Thursday, May 14, 2020

Reflections on Giving (Pt 3)


This week I have been reflecting on Christian giving. I wrote earlier that the first principle of biblical giving is that we are to give thoughtfully, freely, and joyfully based on 2Corinthians 9:7. In a second blog I considered the proper biblical motives, which are giving to serve the needs of others and giving to the glory to God. Another biblical principle for giving is that of proportion.

Giving reminds us that what we have is not ours. It on loan to us from God. We are but stewards of all that we own. Throughout the Old Testament the Israelites were required to give a tithe (10%) of their increase. Actually, by the time you add up the regular tithes, special offerings, and sacrifices that were required, their percentage was probably something more like 20-25% that was required of them. New Testament giving does not spell out the tithe, but it does indicate proportional giving. 1 Corinthians 16:2 instructs the believers, “On the first day of every week, each of you is to put something aside and store it up, as he may prosper.”

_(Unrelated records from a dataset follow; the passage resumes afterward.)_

PR #4553, opened 2018-09-20
MONGOID-4539 Fix behavior of create_with to match ActiveRecord

saghm:
I ran each of the operations against ActiveRecord to determine how it behaves and modified the tests to assert those results instead. This PR does change the results of a number of operations, but the API  remains the same, so it doesn't require a major version bump.

### DIFF
--- a/lib/mongoid/criteria/modifiable.rb
+++ b/lib/mongoid/criteria/modifiable.rb
@@ -5,6 +5,7 @@ module Mongoid
     module Modifiable
 
       # @attribute [r] create_attrs Additional attributes to add to the Document upon creation.
+      # @api private
       attr_reader :create_attrs
 
       # Build a document given the selector and return it.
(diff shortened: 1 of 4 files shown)


spec/mongoid/criteria/modifiable_spec.rb
```diff
@@ -1683,7 +1687,7 @@
               Person.create_with(attrs).find_or_create_by(query)
             end
 
-            it 'gives the write method args precedence' do
+            it 'gives the find method args precedence' do
```
p-mongo: Can we document `create_with`, possibly within `find_or_create_by` section in the tutorial, and note there that attributes in `find_or_create_by` override those in `create_with`?

lib/mongoid/criteria/modifiable.rb
```diff
@@ -4,6 +4,9 @@ module Mongoid
   class Criteria
     module Modifiable
 
+      # @attribute [r] create_attrs Additional attributes to add to the Document upon creation.
+      attr_reader :create_attrs
```
p-mongo: `# @api private` please.

saghm:
> I would also like to have an integration test which does create_with(...).find_or_create_by(...) and verifies that the correct record is found/created.

I believe that's already what [this](https://github.com/mongodb/mongoid/pull/4553/files#diff-e218443ca35e7bba82b151beb1ddab6dR1691) and [this](https://github.com/mongodb/mongoid/pull/4553/files#diff-e218443ca35e7bba82b151beb1ddab6dR1766) are doing

p-mongo:
:+1:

In 2 Corinthians 8 the Apostle Paul gave the Corinthian believers instructions on giving. He said that giving is “acceptable according to what a person has, not according to what he does not have.” God does not expect us to give what we do not have, but he does expect us to give in proportion to how he has blessed us. I fear that the American church has largely forgotten that. We seem to be more interested in how many toys we can collect, how big a house we can build, what restaurants we can afford. This virus is a wakeup call. We can respond to the stay at home order by yearning for the freedom to go play again, or we can use this time to reflect on what we really need for life. Proportional giving is a reminder that our stuff is not ours to squander. It is a stewardship from God to use for his glory.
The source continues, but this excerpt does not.